**Prompt**. Output must match the data below exactly from its first line through the line that contains "http://origen-sdk.org/origen/guides/misc/revisioncontrol/", with no other line.

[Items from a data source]
Issue #19, opened 2015-09-25
Remotes feature should be updated to use abstract revision control API


ginty:
The remotes feature should be updated to use the abstract RC API under the hood:
http://origen-sdk.org/origen/guides/misc/revisioncontrol/

This will update the remotes feature to work with any RC tool supported by Origen.

Also please update the remotes guide to use this API to reference the path to the imported data:
http://origen-sdk.org/origen/release_notes/#v0_5_6

rlaj:
Implemented in PR #78. Closing.

PR #78, opened 2017-03-20
Update remotes feature to use abstract RC API, Issue #19

rlaj:


ginty:
Don't think it needs to be changed, but just to comment that rather than maintaining local files to keep track of things, you can use the session API for this kind of thing: http://origen-sdk.org/origen//guides/misc/session/

PR #84, opened 2017-05-11
Moved nokogiri from 1.6.7.2 to 1.7.2

welguisz:
This covers the issue seen in [Origen Issue #83](https://github.com/Origen-SDK/origen/issues/83).

If we move Origen to this version, I think we would need to update the version from 0.7.47 to 0.8.0 since we will be upgrading form Ruby 2.1.5 to Ruby 2.3.


ginty:
I think I would try only changing the spec line to:

~~~ruby
 spec.add_runtime_dependency "nokogiri", ">=1.6.7.2"
~~~

Also see the discussion in #83

ginty:
Origen has been updated to Nokogiri 1.7.2 as of v0.11.0.

PR #463, opened 2026-02-21
Add Error Assistant LLM integration

priyavadan:
Origen::ErrorAssistant
  applies mode precedence for off/forced/opt_in
  falls back display name when friendly name missing
[WARNING]    0.070[0.070]    || Error Assistant timed out after 0.01s
  times out best effort and returns nil
  passes site config settings into plugin context

```
[Error Assistant Response]
Based on the stack trace provided, here's my diagnosis:

## 1) Most likely root cause
This appears to be a test failure in the Error Assistant functionality within the Origen application's test suite. The exception is occurring at line 147 of the error_assistant_spec.rb file during RSpec test execution, suggesting either a test assertion failure or an unhandled exception within the Error Assistant feature being tested.

## 2) Suggested fix steps
• Check the specific test at line 147 in `spec/error_assistant_spec.rb` to understand what functionality is being tested
• Run the test with verbose output (`rspec --format documentation`) to see the actual error message and test description
• Verify that any dependencies or mock objects required by the Error Assistant are properly set up in the
  live test: raises and requests a real solution (manual)
```

Finished in 7.41 seconds (files took 0.39531 seconds to load)
5 examples, 0 failures

### DIFF
--- a/Gemfile
+++ b/Gemfile
@@ -21,6 +21,7 @@ gem "origen_sim", git: "https://github.com/Origen-SDK/origen_sim.git"
 
 # Required to run the concurrent test case patterns from OrigenSim
 gem 'origen_jtag'
+gem 'origen_llm', "~>0.1.2"
 
 # Pull in the latest and greatest app generator templates so that they can be
 # packaged into Origen releases
--- a/Gemfile
+++ b/Gemfile
@@ -21,7 +21,7 @@ gem "origen_sim", git: "https://github.com/Origen-SDK/origen_sim.git"
 
 # Required to run the concurrent test case patterns from OrigenSim
 gem 'origen_jtag'
-gem 'origen_llm', "~>0.1.2"
+gem 'origen_llm', "~>0.1.4"
 
 # Pull in the latest and greatest app generator templates so that they can be
 # packaged into Origen releases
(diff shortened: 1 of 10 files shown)


Gemfile
```diff
@@ -21,6 +21,7 @@ gem "origen_sim", git: "https://github.com/Origen-SDK/origen_sim.git"
 
 # Required to run the concurrent test case patterns from OrigenSim
 gem 'origen_jtag'
+gem 'origen_llm', "~>0.1.2"
```
coreyeng: As a general question, is it worth adding `origen_llm` to the gemspec for application usage too? Or is this intended for just the core at this time?

priyavadan: fair call, good catch. It should be in the gemspec. I've updated it.

coreyeng (approved):

pderouen:
This is a nice feature! Any web docs update needed?

priyavadan:
> This is a nice feature! Any web docs update needed?

I tried to sneak it in @pderouen ... yup ok, will add some docs

pderouen (approved):
love it!

ThaoHuynhFsl (approved):
looking forward to it

PR #466, opened 2026-08-09
Skip version check if no bug exists

ikokjyan:
Bug observed when using `dut.has_bug?` with a dut model that does not have the `@version` attribute


priyavadan (approved):
LGTM

JamesCreamer (approved):

PR #859, opened 2025-12-19
config: move provider alias/preferences to config file

aurelleb:
BREAKING: breaks most configurations


aurelleb:
@cilginc @ArjixWasTaken @jaredallard this adds a new dependency on https://github.com/stephenberry/glaze v6 (only required at build time)

PR #860, opened 2025-12-20
fix: set raw image data for clipboard images, resolves #826

### LINKED ISSUE #826: Copying an image to clipboard from clipboard history doesn't work.
**System information**

- Version: v0.16.11 (05cbd00db)
- Provenance: binary_release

**Your solution**.
Issue #19, opened 2015-09-25
Remotes feature should be updated to use abstract revision control API


ginty:
The remotes feature should be updated to use the abstract RC API under the hood:
http://origen-sdk.org/origen/guides/misc/revisioncontrol/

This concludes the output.